Exercise objective:
Copy exactly, and only, the lines from the one containing "Send invalid messages to separate queue" through the last line of the records below.

Source data:
PR #59, opened 2016-11-08
Send invalid messages to separate queue

konradko:
https://uktrade.atlassian.net/browse/ED-375

### DIFF
--- a/enrolment/queue.py
+++ b/enrolment/queue.py
@@ -75,59 +75,6 @@ class Worker:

Exercise output:
Send invalid messages to separate queue

konradko:
https://uktrade.atlassian.net/browse/ED-375

### DIFF
--- a/enrolment/queue.py
+++ b/enrolment/queue.py
@@ -75,59 +75,6 @@ class Worker:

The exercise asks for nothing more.